🤖 AI Summary
Least Absolute Deviations (LAD) linear fitting offers robustness to outliers, yet existing methods either rely on inefficient linear programming solvers (e.g., Barrodale–Roberts) or employ Iteratively Reweighted Least Squares (IRLS) approximations that lack convergence guarantees and numerical accuracy—further hindered by the absence of efficient, exact, and open-source implementations.
Method: We propose the first strictly exact, easily implementable, and directly deployable LAD line-fitting algorithm. It constructs a piecewise affine lower bound (PALB) via subgradients and integrates a minimum-driven adaptive interval subdivision strategy, ensuring finite-step convergence with a theoretical iteration upper bound.

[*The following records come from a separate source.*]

Issue #1542, opened 2024-04-19
[JavaScript] Implement meta string encoding algorithm for JavaScript


chaokunyang:
## Is your feature request related to a problem? Please describe.
We've implemented  meta string encoding algorithm in https://fury.apache.org/docs/specification/fury_xlang_serialization_spec#meta-string for java in #1514   , it's time to implement it in javascript.

## Describe the solution you'd like
Java implementation in #1514 can be taken as a reference. But note that the meta string encoding algorithm is used for encode field name only, so the special charater can't be `.` or `$`, thus the implementation will be simpler

## Additional context
#1413

Forchapeatl:
Hello @chaokunyang  , I am Forcha Pearl from Cameroon . I am very good  bit manipulation, endianess, encoding DataStructures and Algorithm. I also experienced with Java, python and javascript.  I am interested in participting in OSPP 2024 under Apache furry this year. Please  has this issue ben reserved for the OSPP  contribution period.

chaokunyang:
> Hello @chaokunyang , I am Forcha Pearl from Cameroon . I am very good bit manipulation, endianess, encoding DataStructures and Algorithm. I also experienced with Java, python and javascript. I am interested in participting in OSPP 2024 under Apache furry this year. Please has this issue ben reserved for the OSPP contribution period.

Hi @Forchapeatl , this is not an issue reserved for the OSPP. If it's not taken by someone else in this month, we will take it over. The issues for OSPP can be found at #1670

theweipeng:
> Hello @chaokunyang , I am Forcha Pearl from Cameroon . I am very good bit manipulation, endianess, encoding DataStructures and Algorithm. I also experienced with Java, python and javascript. I am interested in participting in OSPP 2024 under Apache furry this year. Please has this issue ben reserved for the OSPP contribution period.

@Forchapeatl 
Hi, I am the mentor for the OSPP Fury Javascript project. Your participation is welcome. However, I noticed that the OSPP application period is about to end on June 4th at 18:00. You should submit your application on OSPP as soon as possible.

Forchapeatl:
Thank you @theweipeng . @chaokunyang , Please  assign this issue to me. I would love to work on this

chaokunyang:
> Thank you @theweipeng . @chaokunyang , Please assign this issue to me. I would love to work on this

Great, assigned to you

barrerajuanjose:
[...]

PR #1675, opened 2024-06-05
feat(javascript): Meta string encoding algorithm for JavaScript

Forchapeatl:
## What does this PR do?
Meta string encoding algorithm for JavaScript

#1542


Forchapeatl:
Hello @theweipeng ,  A metastring encoding and decoding algorithm has been implemented in javascript but I don't know hat else to do. Please have a look at my draft.

theweipeng:
> Hello @theweipeng ,  A metastring encoding and decoding algorithm has been implemented in javascript but I don't know hat else to do. Please have a look at my draft. 

Great work! Since we are using TypeScript in this project, could you please rename the file to have a .ts extension and resolve the TSLint issues?

chaokunyang:
Do we need to merge those three classes into one file named `metastring.ts`?

Forchapeatl:
I went through the [https://www.conventionalcommits.org/en/v1.0.0/](https://www.conventionalcommits.org/en/v1.0.0/) but I still manage to fail the lint test.  
>Do we need to merge those three classes into one file named metastring.ts?

I am still studying the structure of the apache furry code base.  I don't really know much but I think it's best to use the same file structure as the ones in the `java`  code base , so that it will be easier for new developers to navigate through.

Forchapeatl:
Hi, @chaokunyang , please can you  tell me how to pass this test [https://github.com/apache/incubator-fury/actions/runs/9441081022/job/26001294763?pr=1675](https://github.com/apache/incubator-fury/actions/runs/9441081022/job/26001294763?pr=1675)

chaokunyang:
CI failed with:
image

@theweipeng could you take a look at it

Forchapeatl:
Hi  i did the `npm run test`  , but my logs are different @chaokunyang  , please can you tell me the command to typed in to get those logs ? 
image

theweipeng:
> Hi i did the `npm run test` , but my logs are different @chaokunyang , please can you tell me the command to typed in to get those logs ? image

If you use VSCode to edit the TypeScript code, you will see type errors underlined. Alternatively, you can navigate to the `packages/fury`  directory and run `npm run build`; typically, you can see compilation errors there.

I cloned your branch, and after executing npm install and npm run test, I was able to reproduce the errors on my computer.

2024-06-13 23-23-43屏幕截图

chaokunyang:
Code style check faileld:
image

Seems we have not add code lint document for javascript, @theweipeng could you update the lint document?

chaokunyang:
> I went through the https://www.conventionalcommits.org/en/v1.0.0/ but I still manage to fail the lint test.
> 
> > Do we need to merge those three classes into one file named metastring.ts?
> 
> I am still studying the structure of the apache furry code base. I don't really know much but I think it's best to use the same file structure as the ones in the `java` code base , so that it will be easier for new developers to navigate through.

I prefer keeping javascript idioms. In fury python, all those three class will be put int one file named `metastring.py`. We won't get a fully consistent file layout across language.

@theweipeng How javascript organize such classes ?

theweipeng:
> > I went through the https://www.conventionalcommits.org/en/v1.0.0/ but I still manage to fail the lint test.
> 
> > 
> 
> > > Do we need to merge those three classes into one file named metastring.ts?
> 
> > 
> 
> > I am still studying the structure of the apache furry code base. I don't really know much but I think it's best to use the same file structure as the ones in the `java` code base , so that it will be easier for new developers to navigate through.
> 
> 
> 
> I prefer keeping javascript idioms. In fury python, all those three class will be put int one file named `metastring.py`. We won't get a fully consistent file layout across language.
> 
> 
> 
> @theweipeng How javascript organize such classes ?

We can put it in one file in fury typescript

theweipeng:
> Hello @theweipeng , I tried `npm run lint --fix`, but I can't seem to pass [this  test](https://github.com/apache/fury/actions/runs/9526992061/job/26263101471?pr=1675) . Please help me.

Could you try npm run lint-fix ? This command is declare in package.json. 'npm run lint --fix' means pass the param '--fix' to npm, but not to lint

javascript/packages/fury/lib/meta/MetaString.ts
```diff
@@ -0,0 +1,148 @@
...
+      chars.push(bitsPerChar === MetaString.LOWER_SPECIAL
+        ? MetaString.valueToCharLowerSpecial(value)
+        : MetaString.valueToCharLowerUpperDigitSpecial(value));
+    }
+
+    return chars.join("");
+  }
+
+  // Convert a character to its value for LOWER_SPECIAL encoding
+  static charToValueLowerSpecial(char: string): number {
```
theweipeng, line 78: It should be declared as private

javascript/packages/fury/lib/meta/MetaString.ts
```diff
@@ -0,0 +1,148 @@
...
+ * specific language governing permissions and limitations
+ * under the License.
+ */
+
+class MetaString {
+  static LOWER_SPECIAL = 5;
+  static LOWER_UPPER_DIGIT_SPECIAL = 6;
+
+  // Encode function based on the specified bits per character
+  static encode(str: string, bitsPerChar: number): Uint8Array {
```
theweipeng, line 25: I noticed that in Java, the Encoding flag is detected automatically:

```Java
  public MetaString encode(String input, Encoding[] encodings) {
    if (input.isEmpty()) {
      return new MetaString(input, Encoding.UTF_8, specialChar1, specialChar2, new byte[0]);
    }
    if (!StringSerializer.isLatin(input.toCharArray())) {
      return new MetaString(
          input,
          Encoding.UTF_8,
          specialChar1,
          specialChar2,
          input.getBytes(StandardCharsets.UTF_8));
    }
    Encoding encoding = computeEncoding(input, encodings);
    return encode(input, encoding);
  }
```
The bitsPerChar value is determined by the Encoding used. Perhaps, for consistency with Java's approach, we should handle this detail within our method. This could prevent confusion for users calling the encode method, who might otherwise be unsure about how to set the bitsPerChar argument.

javascript/packages/fury/lib/meta/MetaString.ts
```diff
@@ -0,0 +1,148 @@
...
+    const totalBits = str.length * bitsPerChar + 1;
```
theweipeng, line 26: In Javascript, The length of emoji is greater than 1.
```Javascript
("😁").length === 2
```
We always need to be careful, it often causes bugs.

javascript/packages/fury/lib/meta/MetaString.ts
```diff
@@ -0,0 +1,148 @@
...
+    const byteLength = Math.ceil(totalBits / 8);
+    const bytes = new Uint8Array(byteLength);
+    let currentBit = 1;
+
+    for (const char of str) {
```
theweipeng, line 31: Although the emoji length greater than 1, but it will only be iterated once.

javascript/packages/fury/lib/meta/MetaString.ts
Forchapeatl: This  is the new  encode function which automatically detects , encoding and handles Emojis .  Please , are there any other test cases  ?
```js
  // Encode function with automatic encoding detection
  static encode(str: string): Uint8Array {
    const bitsPerChar = MetaString.detectEncoding(str);
    const totalBits = str.length * bitsPerChar + 1;
    const byteLength = Math.ceil(totalBits / 8);
    const bytes = new Uint8Array(byteLength);
    let currentBit = 1;

    for (const char of [...str]) { // Using spread operator to handle emojis correctly
      const value = bitsPerChar === MetaString.LOWER_SPECIAL
        ? MetaString.charToValueLowerSpecial(char)
        : MetaString.charToValueLowerUpperDigitSpecial(char);

      for (let i = bitsPerChar - 1; i >= 0; i--) {
        if ((value & (1 << i)) !== 0) {
          const bytePos = Math.floor(currentBit / 8);
          const bitPos = currentBit % 8;
          bytes[bytePos] |= (1 << (7 - bitPos));
        }
        currentBit++;
      }
    }

    const stripLastChar = bytes.length * 8 >= totalBits + bitsPerChar;
    if (stripLastChar) {
      bytes[0] |= 0x80;
    }
    return bytes;
  }
```

Forchapeatl: can i use [TextEncoder
](https://developer.mozilla.org/en-US/docs/Web/API/TextEncoder) instead ?

theweipeng: > can i use [TextEncoder ](https://developer.mozilla.org/en-US/docs/Web/API/TextEncoder) instead ?

Yes, the TextEncoder is implemented by both Node.js and browsers.

Forchapeatl:
Here is the test file MetaString.test.ts
```ts
import {describe, expect, test} from '@jest/globals';
import MetaString from './MetaString'; // Adjust the import path as necessary

describe('MetaString', () => {
  test('should encode and decode a simple string', () => {
    const input = "helloWorld_123";
    const encoded = MetaString.encode(input);
    const decoded = MetaString.decode(encoded);
    expect(decoded).toEqual(input);
  });

  test('should encode and decode a string with emojis', () => {
    const input = "helloWorld_123 💯";
    const encoded = MetaString.encode(input);
    const decoded = MetaString.decode(encoded);
    expect(decoded).toEqual(input);
  });

  test('should throw error for encoding string with .', () => {
    const input = "hello.World_123";
    expect(() => {
      MetaString.encode(input);
    }).toThrow("Unsupported character for encoding: .");
  });

  test('should throw error for encoding string with $', () => {
    const input = "hello$World_123";
    expect(() => {
      MetaString.encode(input);
    }).toThrow("Unsupported character for encoding: $");
  });

  test('should throw error for decoding string with .', () => {
    const input = "helloWorld_123";
    const encoded = MetaString.encode(input);
    encoded[0] = 0x2E; // Add a `.` character code point in the encoded data
    expect(() => {
      MetaString.decode(encoded);
    }).toThrow("Unsupported character for decoding: .");
  });

  test('should throw error for decoding string with $', () => {
    const input = "helloWorld_123";
    const encoded = MetaString.encode(input);
    encoded[0] = 0x24; // Add a `$` character code point in the encoded data
    expect(() => {
      MetaString.decode(encoded);
    }).toThrow("Unsupported character for decoding: $");
  });

  test('should encode and decode a string with various unicode characters', () => {
    const input = "helloWorld_123 💯 你好 мир";
    const encoded = MetaString.encode(input);
    const decoded = MetaString.decode(encoded);
    expect(decoded).toEqual(input);
  });
});

```

Please how do I initialize fury ?

theweipeng:
> Here is the test file MetaString.test.ts
> 
> ```ts
> 
> import {describe, expect, test} from '@jest/globals';
> 
> import MetaString from './MetaString'; // Adjust the import path as necessary
> 
> 
> 
> describe('MetaString', () => {
> 
>   test('should encode and decode a simple string', () => {
> 
>     const input = "helloWorld_123";
> 
>     const encoded = MetaString.encode(input);
> 
>     const decoded = MetaString.decode(encoded);
> 
>     expect(decoded).toEqual(input);
> 
>   });
> 
> 
> 
>   test('should encode and decode a string with emojis', () => {
> 
>     const input = "helloWorld_123 💯";
> 
>     const encoded = MetaString.encode(input);
> 
>     const decoded = MetaString.decode(encoded);
> 
>     expect(decoded).toEqual(input);
> 
>   });
> 
> 
> 
>   test('should throw error for encoding string with .', () => {
> 
>     const input = "hello.World_123";
> 
>     expect(() => {
> 
>       MetaString.encode(input);
> 
>     }).toThrow("Unsupported character for encoding: .");
> 
>   });
> 
> 
> 
>   test('should throw error for encoding string with $', () => {
> 
>     const input = "hello$World_123";
> 
>     expect(() => {
> 
>       MetaString.encode(input);
> 
>     }).toThrow("Unsupported character for encoding: $");
> 
>   });
> 
> 
> 
>   test('should throw error for decoding string with .', () => {
> 
>     const input = "helloWorld_123";
> 
>     const encoded = MetaString.encode(input);
> 
>     encoded[0] = 0x2E; // Add a `.` character code point in the encoded data
> 
>     expect(() => {
> 
>       MetaString.decode(encoded);
> 
>     }).toThrow("Unsupported character for decoding: .");
> 
>   });
> 
> 
> 
>   test('should throw error for decoding string with $', () => {
> 
>     const input = "helloWorld_123";
> 
>     const encoded = MetaString.encode(input);
> 
>     encoded[0] = 0x24; // Add a `$` character code point in the encoded data
> 
>     expect(() => {
> 
>       MetaString.decode(encoded);
> 
>     }).toThrow("Unsupported character for decoding: $");
> 
>   });
> 
> 
> 
>   test('should encode and decode a string with various unicode characters', () => {
> 
>     const input = "helloWorld_123 💯 你好 мир";
> 
>     const encoded = MetaString.encode(input);
> 
>     const decoded = MetaString.decode(encoded);
> 
>     expect(decoded).toEqual(input);
> 
>   });
> 
> });
> 
> 
> 
> ```
> 
> 
> 
> Please how do I initialize fury ?

Great work! You can now initialize a Fury instance by invoking 'new Fury()'. For examples of its usage, please search within the project. Note that the Compatible Mode is currently not supported, meaning that the MateString encoding and decoding functions are not being called anywhere in the system.

Forchapeatl:
Please , how may I extend the `BaseSerializerGenerator`

this is my new `MetaString.ts`

```ts
import { TypeDescription } from "../description";
import { CodecBuilder } from "./builder";
import { BaseSerializerGenerator } from "./serializer";
import { CodegenRegistry } from "./router";
import { InternalSerializerType } from "../type";
import { Scope } from "./scope";

class MetaString extends BaseSerializerGenerator {
  description: TypeDescription;

  constructor(description: TypeDescription, builder: CodecBuilder, scope: Scope) {
    super(description, builder, scope);
    this.description = description;
  }

  // Encode function that handles all Unicode characters
  static writeStmt(accessor: string): Uint8Array {
    const encoder = new TextEncoder();
    return encoder.encode(accessor);
  }

  // Decoding function that handles all Unicode characters
  static readStmt(accessor: Uint8Array): string {
    const decoder = new TextDecoder();
    return decoder.decode(accessor);
  }
}

CodegenRegistry.register(InternalSerializerType.METASTRING, MetaString);
```

but  I get this error 
image

theweipeng:
> Please , how may I extend the `BaseSerializerGenerator`
> 
> this is my new `MetaString.ts`
> 
> ```ts
> import { TypeDescription } from "../description";
> import { CodecBuilder } from "./builder";
> import { BaseSerializerGenerator } from "./serializer";
> import { CodegenRegistry } from "./router";
> import { InternalSerializerType } from "../type";
> import { Scope } from "./scope";
> 
> class MetaString extends BaseSerializerGenerator {
>   description: TypeDescription;
> 
>   constructor(description: TypeDescription, builder: CodecBuilder, scope: Scope) {
>     super(description, builder, scope);
>     this.description = description;
>   }
> 
>   // Encode function that handles all Unicode characters
>   static writeStmt(accessor: string): Uint8Array {
>     const encoder = new TextEncoder();
>     return encoder.encode(accessor);
>   }
> 
>   // Decoding function that handles all Unicode characters
>   static readStmt(accessor: Uint8Array): string {
>     const decoder = new TextDecoder();
>     return decoder.decode(accessor);
>   }
> }
> 
> CodegenRegistry.register(InternalSerializerType.METASTRING, MetaString);
> ```
> 
> but I get this error image

`BaseSerializerGenerator` is used to generate code for types that users register using `Type.xxxx()`. MetaString is used to compute the meta information when we generate code for `Type.Object`. Therefore, you can invoke your function in `gen/object.ts`. Take a look at the other function `computeStructHash`, which is used to compute the hash of the type.`MetaString` works similarly to `computeStructHash`. `MetaString` only needs to be called once for each type during code generation, meaning that it is unnecessary to generate JavaScript code every time.

Forchapeatl:
Hello @theweipeng , I have exported the `metastring`  class and called it  objects.ts , please have a look at my PR. Am I in the right direction ?

theweipeng:
> Hello @theweipeng , I have exported the `metastring`  class and called it  objects.ts , please have a look at my PR. Am I in the right direction ?

Yep, It is in the right direction.

Forchapeatl:
@theweipeng  , please help me with a few hints on passing this job [https://github.com/apache/fury/actions/runs/9747569516/job/26900584218?pr=1675](https://github.com/apache/fury/actions/runs/9747569516/job/26900584218?pr=1675)

Forchapeatl:
Hi, @theweipeng , Please have a look at my PR. I have been trying to adjust the object.test.ts files so as to pass the pipline tests  but i really don't know the `writeStmt` and `readStmt` functions  are tested in the objects.test.ts files. Please help me with a few hints.

theweipeng:
> Hi, @theweipeng , Please have a look at my PR. I have been trying to adjust the object.test.ts files so as to pass the pipline tests but i really don't know the `writeStmt` and `readStmt` functions are tested in the objects.test.ts files. Please help me with a few hints.

First, let me explain why we need to generate code, which is necessary for a general understanding.

Without generating code for each object type, the JavaScript would look like this:
```JavaScript
 function writeObject(input, writer, description) {
     description.fields.forEach(field => {
         const binary = metaString.encode(field.name);
         writer.write(binary);
     });
     description.fields.forEach(field => {
         writeXxxx(input[field.name], writer, field.description);
     });
 }
 ```
In this pseudo-code, the function writeObject calls metaString.encode every time and iterating over description.fields is unnecessary. Performance is very important for Fury.

If we generate code for each object type, the JavaScript will look like this:
```JavaScript
 const metaBinary = description.fields.map(field => metaString.encode(field.name)).join(/* code to join the binary data */);
 function writeObject(input, writer) {
     writer.write(metaBinary);
     writeString(input.b);
     writeBoolean(input.c);
 }
 ```
In this pseudo-code, metaBinary is called only once when writeObject is created, and we can avoid all overhead except for the necessary write buffer.

writeStmt is used to generate a code fragment that will be embedded by the function toSerializer, declared in BaseSerializerGenerator.

For example, a description like the one below will generate code when registerSerializer is called:
```JavaScript
 const description = Type.object('example.foo', {
     b: Type.string(),
     c: Type.bool()
 });
 
 const serializer = fury.registerSerializer(description).serializer;
```
The call chain will be generateSerializer(gen/index.ts) -> generate(gen/index.ts) -> generator.toSerializer(gen/index.ts) -> toSerializer(gen/serializer.ts) -> writeStmt(gen/object.ts). `funcString` declared in generate(gen/index.ts) store the final code. 

writeStmt iterates through the properties defined in the description (in the example, they are b and c) and generates the code based on the property's description.

In this example, prop b will call writeStmt declared in gen/string.ts.

You can add a script for debugging like this:

https://github.com/apache/fury/assets/16490211/2c1f7b34-a4bd-4774-bc26-556b80a89c02

And click Debug:

https://github.com/apache/fury/assets/16490211/77d67ae8-042a-4ae1-b878-9de39777fb49

The test will pause at the breakpoint, allowing you to trace the call chain by debugging the code generator.

In your case, you should create a write instance for meta inside a closure, thus allowing direct writing of the meta binary.

For instance:
```JavaScript
const metaBinary = this.scope.declare("metaBinary", `${metaString.encode(JSON.stringify(description))}`); // This line declares a variable inside a closure.
return `
${this.builder.writer.binary(metaBinary)};
`;
```
tagWriter is in a similar situation; this should be helpful to you:

https://github.com/apache/fury/assets/16490211/401e9f36-09c6-4204-9102-b115fac9631a

Forchapeatl:
thank you for your guidance sir , the explanations saved me , please have a look at my PR.

javascript/packages/fury/lib/meta/MetaString.ts
```diff
@@ -0,0 +1,32 @@
...
+ * "AS IS" BASIS, WITHOUT WARRANTIES OR CONDITIONS OF ANY
+ * KIND, either express or implied.  See the License for the
+ * specific language governing permissions and limitations
+ * under the License.
+ */
+
+export class MetaString {
+  // Encode function that handles all Unicode characters
+  static encode(str: string): Uint8Array {
+    const encoder = new TextEncoder();
```
theweipeng, line 23: You can not replace the `encoding algorithm` which was implemented on the previous PRs to TextEncoder. TextEncoder is used for encoding the string to a utf8 buffer. The encoding algorithm in our protocol (https://fury.apache.org/docs/specification/fury_xlang_serialization_spec#encoding-algorithms) is used for compressing the string to a minimum byte size.  Please revert this file to the last pr

Forchapeatl: The TextEncoder/Decoder native functions have been removed.

theweipeng: > The TextEncoder/Decoder native functions have been removed.
The main issue is not whether to use TextEncoder or not, but that you need to implement our protocol. 
Neither `TextEncoder` nor `atob` can meet our requirements because our protocol is private and not a simple conversion from char to numbers. ()
The code you submitted in (https://github.com/apache/fury/pull/1675/commits/e5a9c3acc120e73e403b6860f81c630480141094) is right.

Contribution/Results: Implemented efficiently in Rust with a Python interface, the algorithm exhibits empirical logarithmic-linear time complexity on both synthetic and NOAA real-world datasets. It significantly outperforms state-of-the-art LP and IRLS solvers in speed while delivering exact solutions—filling a critical gap in robust, efficient, and precise fitting algorithms.
📝 Abstract
Least-absolute-deviations (LAD) line fitting is robust to outliers but computationally more involved than least squares regression. Although the literature includes linear and near-linear time algorithms for the LAD line fitting problem, these methods are difficult to implement and, to our knowledge, lack maintained public implementations. As a result, practitioners often resort to linear programming (LP) based methods such as the simplex-based Barrodale-Roberts method and interior-point methods, or on iteratively reweighted least squares (IRLS) approximation which does not guarantee exact solutions. To close this gap, we propose the Piecewise Affine Lower-Bounding (PALB) method, an exact algorithm for LAD line fitting. PALB uses supporting lines derived from subgradients to build piecewise-affine lower bounds, and employs a subdivision scheme involving minima of these lower bounds. We prove correctness and provide bounds on the number of iterations. On synthetic datasets with varied signal types and noise including heavy-tailed outliers as well as a real dataset from the NOAA's Integrated Surface Database, PALB exhibits empirical log-linear scaling. It is consistently faster than publicly available implementations of LP based and IRLS based solvers. We provide a reference implementation written in Rust with a Python API.